REQUIRED WORK: An identical copy of the listing below is all the answer should contain.

DATA PROVIDED:
----------------------------------------

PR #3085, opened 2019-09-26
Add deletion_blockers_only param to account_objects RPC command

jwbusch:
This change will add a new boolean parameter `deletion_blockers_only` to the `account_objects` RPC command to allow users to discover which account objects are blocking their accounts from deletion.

----------------------------------------

EXERCISE RESPONSE:
PR #3085, opened 2019-09-26
Add deletion_blockers_only param to account_objects RPC command

jwbusch:
This change will add a new boolean parameter `deletion_blockers_only` to the `account_objects` RPC command to allow users to discover which account objects are blocking their accounts from deletion.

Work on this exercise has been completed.